**What the task requires:** Give back the full data character for character.

···

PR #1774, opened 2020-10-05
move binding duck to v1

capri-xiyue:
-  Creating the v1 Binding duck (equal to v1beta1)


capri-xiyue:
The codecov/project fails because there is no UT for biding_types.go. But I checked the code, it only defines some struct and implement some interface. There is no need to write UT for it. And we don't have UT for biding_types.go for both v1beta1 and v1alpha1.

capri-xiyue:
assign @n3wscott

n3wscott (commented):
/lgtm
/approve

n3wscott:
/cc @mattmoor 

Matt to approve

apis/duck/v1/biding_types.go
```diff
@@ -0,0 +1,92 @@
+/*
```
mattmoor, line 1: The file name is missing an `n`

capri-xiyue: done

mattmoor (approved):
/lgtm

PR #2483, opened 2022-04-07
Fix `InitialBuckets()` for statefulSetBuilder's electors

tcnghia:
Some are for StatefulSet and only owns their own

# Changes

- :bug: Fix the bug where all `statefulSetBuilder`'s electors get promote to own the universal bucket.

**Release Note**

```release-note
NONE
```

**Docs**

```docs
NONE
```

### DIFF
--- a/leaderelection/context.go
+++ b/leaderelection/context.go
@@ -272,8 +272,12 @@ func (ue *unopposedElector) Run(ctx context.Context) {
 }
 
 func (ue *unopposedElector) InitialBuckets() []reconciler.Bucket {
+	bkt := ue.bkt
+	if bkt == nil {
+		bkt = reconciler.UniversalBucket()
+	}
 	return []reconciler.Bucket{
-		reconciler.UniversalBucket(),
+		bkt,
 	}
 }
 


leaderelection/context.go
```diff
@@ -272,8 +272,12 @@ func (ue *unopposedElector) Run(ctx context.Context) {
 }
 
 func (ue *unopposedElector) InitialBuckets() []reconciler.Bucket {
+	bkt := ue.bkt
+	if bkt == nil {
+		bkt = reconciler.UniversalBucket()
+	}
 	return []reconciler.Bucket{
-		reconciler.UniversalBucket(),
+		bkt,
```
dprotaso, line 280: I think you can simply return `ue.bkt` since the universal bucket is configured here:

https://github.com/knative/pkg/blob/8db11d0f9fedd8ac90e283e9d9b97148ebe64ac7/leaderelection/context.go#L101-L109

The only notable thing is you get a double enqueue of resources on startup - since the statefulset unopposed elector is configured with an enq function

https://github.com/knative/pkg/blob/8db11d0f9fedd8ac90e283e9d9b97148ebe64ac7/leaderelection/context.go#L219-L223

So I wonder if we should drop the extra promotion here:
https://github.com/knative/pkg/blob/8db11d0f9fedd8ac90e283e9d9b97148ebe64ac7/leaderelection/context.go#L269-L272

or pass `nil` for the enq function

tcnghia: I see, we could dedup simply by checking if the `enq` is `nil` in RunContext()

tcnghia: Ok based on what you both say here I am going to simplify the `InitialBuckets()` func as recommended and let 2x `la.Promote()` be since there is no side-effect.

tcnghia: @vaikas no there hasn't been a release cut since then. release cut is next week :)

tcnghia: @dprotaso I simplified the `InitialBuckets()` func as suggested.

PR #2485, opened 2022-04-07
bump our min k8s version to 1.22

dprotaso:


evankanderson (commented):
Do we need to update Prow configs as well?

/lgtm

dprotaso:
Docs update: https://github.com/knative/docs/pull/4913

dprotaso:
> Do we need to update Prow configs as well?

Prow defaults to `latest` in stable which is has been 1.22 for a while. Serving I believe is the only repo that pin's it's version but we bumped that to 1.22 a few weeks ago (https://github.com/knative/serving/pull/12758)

···

**Exercise solution:**
PR #1774, opened 2020-10-05
move binding duck to v1

capri-xiyue:
-  Creating the v1 Binding duck (equal to v1beta1)


capri-xiyue:
The codecov/project fails because there is no UT for biding_types.go. But I checked the code, it only defines some struct and implement some interface. There is no need to write UT for it. And we don't have UT for biding_types.go for both v1beta1 and v1alpha1.

capri-xiyue:
assign @n3wscott

n3wscott (commented):
/lgtm
/approve

n3wscott:
/cc @mattmoor 

Matt to approve

apis/duck/v1/biding_types.go
```diff
@@ -0,0 +1,92 @@
+/*
```
mattmoor, line 1: The file name is missing an `n`

capri-xiyue: done

mattmoor (approved):
/lgtm

PR #2483, opened 2022-04-07
Fix `InitialBuckets()` for statefulSetBuilder's electors

tcnghia:
Some are for StatefulSet and only owns their own

# Changes

- :bug: Fix the bug where all `statefulSetBuilder`'s electors get promote to own the universal bucket.

**Release Note**

```release-note
NONE
```

**Docs**

```docs
NONE
```

### DIFF
--- a/leaderelection/context.go
+++ b/leaderelection/context.go
@@ -272,8 +272,12 @@ func (ue *unopposedElector) Run(ctx context.Context) {
 }
 
 func (ue *unopposedElector) InitialBuckets() []reconciler.Bucket {
+	bkt := ue.bkt
+	if bkt == nil {
+		bkt = reconciler.UniversalBucket()
+	}
 	return []reconciler.Bucket{
-		reconciler.UniversalBucket(),
+		bkt,
 	}
 }
 


leaderelection/context.go
```diff
@@ -272,8 +272,12 @@ func (ue *unopposedElector) Run(ctx context.Context) {
 }
 
 func (ue *unopposedElector) InitialBuckets() []reconciler.Bucket {
+	bkt := ue.bkt
+	if bkt == nil {
+		bkt = reconciler.UniversalBucket()
+	}
 	return []reconciler.Bucket{
-		reconciler.UniversalBucket(),
+		bkt,
```
dprotaso, line 280: I think you can simply return `ue.bkt` since the universal bucket is configured here:

https://github.com/knative/pkg/blob/8db11d0f9fedd8ac90e283e9d9b97148ebe64ac7/leaderelection/context.go#L101-L109

The only notable thing is you get a double enqueue of resources on startup - since the statefulset unopposed elector is configured with an enq function

https://github.com/knative/pkg/blob/8db11d0f9fedd8ac90e283e9d9b97148ebe64ac7/leaderelection/context.go#L219-L223

So I wonder if we should drop the extra promotion here:
https://github.com/knative/pkg/blob/8db11d0f9fedd8ac90e283e9d9b97148ebe64ac7/leaderelection/context.go#L269-L272

or pass `nil` for the enq function

tcnghia: I see, we could dedup simply by checking if the `enq` is `nil` in RunContext()

tcnghia: Ok based on what you both say here I am going to simplify the `InitialBuckets()` func as recommended and let 2x `la.Promote()` be since there is no side-effect.

tcnghia: @vaikas no there hasn't been a release cut since then. release cut is next week :)

tcnghia: @dprotaso I simplified the `InitialBuckets()` func as suggested.

PR #2485, opened 2022-04-07
bump our min k8s version to 1.22

dprotaso:


evankanderson (commented):
Do we need to update Prow configs as well?

/lgtm

dprotaso:
Docs update: https://github.com/knative/docs/pull/4913

dprotaso:
> Do we need to update Prow configs as well?

Prow defaults to `latest` in stable which is has been 1.22 for a while. Serving I believe is the only repo that pin's it's version but we bumped that to 1.22 a few weeks ago (https://github.com/knative/serving/pull/12758)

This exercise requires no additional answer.